We are excited to announce the successful completion of Milestone 5 in the MultiXscale project: “WP4 Pre-exascale workload executed on EuroHPC architecture”. This marks a significant achievement in our ongoing efforts to push the boundaries of computational fluid dynamics. In this milestone, we performed a comprehensive strong scalability study of a DPD fluid in equilibrium using the open boundary molecular dynamics plugin (OBMD) (solid lines), and compared it to simulations without OBMD (dashed lines), where periodic boundary conditions were applied.
One of the standout results from our study was that the inclusion of OBMD did not impact the strong scalability of the LAMMPS code, except for a constant prefactor. This means that while OBMD introduces a small fixed computational overhead, it does not affect the efficiency or the scaling behavior of the code as we increase the computational resources. We observed excellent strong scalability up to at least 80 A100 GPUs, which represents about one-third of the EuroHPC Vega GPU partition.

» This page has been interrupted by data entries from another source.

PR #82, opened 2021-02-02
Changed DTLSCiphertext to DTLSCIDCiphertext for easier readability

hannestschofenig:
Doing so I introduce ciphertext_length, as the length of the AEAD-encrypted form of the serialized DTLSInnerPlaintext structure.

### DIFF
--- a/draft-ietf-tls-dtls-connection-id.md
+++ b/draft-ietf-tls-dtls-connection-id.md
@@ -216,8 +216,8 @@ When CIDs are being used, the content to be sent
 is first wrapped along with its content type and optional padding into a
 DTLSInnerPlaintext structure. This newly introduced structure is shown in
 {{dtls-innerplaintext}}. The DTLSInnerPlaintext
-byte sequence is then encrypted. To create the DTLSCiphertext structure shown in
-{{dtls-ciphertext}} the CID is added.
+byte sequence is then encrypted. To create the DTLSCIDCiphertext structure, shown in
+{{dtls-ciphertext}}, the CID is added.
 
 ~~~
      struct {
@@ -250,13 +250,13 @@ zeros
          uint48 sequence_number;
          opaque cid[cid_length];               // New field
          uint16 length;
-         opaque enc_content[DTLSCiphertext.length];
-     } DTLSCiphertext;
+         opaque enc_content[ciphertext_length];
+     } DTLSCIDCiphertext;
 ~~~~
 {: #dtls-ciphertext title="DTLS 1.2 CID-enhanced Ciphertext Record."}
 
 outer_type
-:  The outer content type of a DTLSCiphertext record carrying a CID
+:  The outer content type of a DTLSCIDCiphertext record carrying a CID
    is always set to tls12_cid(TBD2). The real content
    type of the record is found in DTLSInnerPlaintext.real_type after
    decryption.
@@ -272,7 +272,8 @@ cid
    is in use.
 
 enc_content
-:  The encrypted form of the serialized DTLSInnerPlaintext structure.
+:  The AEAD-encrypted form of the serialized DTLSInnerPlaintext structure of 
+   length ciphertext_length. 
 
 All other fields are as defined in RFC 6347.
 
@@ -317,7 +318,7 @@ described in {{RFC7366}}.
         tls12_cid +
         cid_length +
         tls12_cid +
-        DTLSCiphertext.version +
+        DTLSCIDCiphertext.version +
         epoch +
         sequence_number +
         cid +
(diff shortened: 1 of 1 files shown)


draft-ietf-tls-dtls-connection-id.md
```diff
@@ -250,13 +250,13 @@ zeros
          uint48 sequence_number;
          opaque cid[cid_length];               // New field
          uint16 length;
-         opaque enc_content[DTLSCiphertext.length];
-     } DTLSCiphertext;
+         opaque enc_content[ciphertext_length];
+     } DTLSCIDCiphertext;
```
boaks, line 254: I may be wrong.
For me, the old defines a `DTLSCiphertext`, which contains a `length` field, which is referenced by `DTLSCiphertext.length`. the new one now has still that field, but introduces a "ciphertext_length",  which may be considered as "maverick".

boaks: Would `DTLSCIDCiphertext.length` be a replacement for "ciphertext_length"?

hannestschofenig: Using DTLSCIDCiphertext.length is IMHO incorrect because the length of the encrypted content is different from the length of the entire DTLSCIDCiphertext structure. Do I see that wrong?

boaks: My understanding:
`DTLSCIDCiphertext.length` is not the length of `DTLSCIDCiphertext`, it's the value of the field `uint16 length` of that structure. 

e.g. 

```
   uint16 encLength;
   opaque enc_content[DTLSCIDCiphertext.encLength];
} DTLSCIDCiphertext;
```

[RFC5246](https://tools.ietf.org/html/rfc5246#page-21) contains

```
 struct {
          ContentType type;       /* same as TLSPlaintext.type */
          ProtocolVersion version;/* same as TLSPlaintext.version */
          uint16 length;
          opaque fragment[TLSCompressed.length];
      } TLSCompressed;
```

the `TLSCompressed.length` can't be the length of the whole `TLSCompressed` structure, but instead the value of the field `uint16 length`.

draft-ietf-tls-dtls-connection-id.md
```diff
@@ -272,7 +272,8 @@ cid
    is in use.
 
 enc_content
-:  The encrypted form of the serialized DTLSInnerPlaintext structure.
+:  The AEAD-encrypted form of the serialized DTLSInnerPlaintext structure of 
+   length ciphertext_length.
```
jsalowey, line 276: Why is this just for AEAD cipher types?

boaks: @jsalowey 

FMPOV, there are currently two interpretations of that definition. 

Hannes:
> Using DTLSCIDCiphertext.length is IMHO incorrect because the length of the encrypted content is different from the length of the entire DTLSCIDCiphertext structure. Do I see that wrong?

So xxx.length is the length of xxx.

My understanding:
> DTLSCIDCiphertext.length is not the length of DTLSCIDCiphertext, it's the value of the field uint16 length of that structure.

So xxx.length is the value of the field xxx.length.

I think, my interpretation is right.

If I'm right, then the changes for "easier readability" will change the term (field name) `length` in more places, not only there.

```sh
   ...
    uint16 ciphertext_length;
   opaque enc_content[DTLSCIDCiphertext.ciphertext_length];
} DTLSCIDCiphertext;

```

with that, also the term `length`in the text, not only in the structure, must be exchanged with `ciphertext_length`. And, of course, for the other cipher types as well.

With that, I'm not sure, if exchange that term really pays off, this style/expression is used in many other RFCs, and so should be common to the most readers.

(I guess, if @hannestschofenig finds the time to revisit this, he will agree on my interpretation and with that, it may either "change much more", or this PR may get withdrawn.)

draft-ietf-tls-dtls-connection-id.md
ekr: Yes, this interpretation is correct.

ekr:
It seems to me that there are two changes here:

1. The change to DTLSCIDCiphertext -- innocuous but maybe unnecessary
2. The change to encrypted_record, which is, I believe, wrong. You'll note that RFC8446 uses the style pre-PR.

I suggest we either close this PR or just do 1.

boaks:
Just for information:

I assume, that the irritation about `DTLSCiphertext.length` is mainly caused by very common implicit definitions of `???.length` in in programing  languages, e.g. Java, where

```java
byte[] data = new byte[0124];
...
if (data.length > 0) ...
...
``` 

To escape such accidentally misinterpretations using a name different from "length" (and please not "size" nor "sizeof") may help. But I have my doubts, if the effect is worth the work. And potentially, all others, which are common to the notation within the RFC may then get mixed up by such new names.

hannestschofenig:
I have been trying to address the review from Ben and, reading through your comments, my attempt to improve the readability failed. This means that I will withdraw this PR.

To put this into perspective, each A100 GPU delivers approximately 10 TFlops in double precision and 20 TFlops in single precision. This means that the 80 GPU workload we tested is running on hardware with between 0.75 and 1.5 Petaflops raw compute capabilities, highlighting the immense computational power being utilized. Such scalability is crucial for large-scale simulations, as it ensures our methods remain efficient even when deployed on advanced supercomputing infrastructures.
The strong scalability of our simulations is vital for researchers aiming to model complex fluid dynamics at large scales. By confirming that OBMD scales effectively alongside LAMMPS, we can confidently apply this method to larger, more detailed simulations without worrying about performance degradation. This opens up new possibilities for highly accurate simulations in fields such as materials science, biophysics, and chemical engineering.
With Milestone 5 now complete, we are moving closer to our overarching goal of enabling multi-scale simulations that leverage the power of modern supercomputing resources. This achievement highlights the robustness and efficiency of our OBMD approach, and we are excited to continue exploring its applications in even more complex scenarios.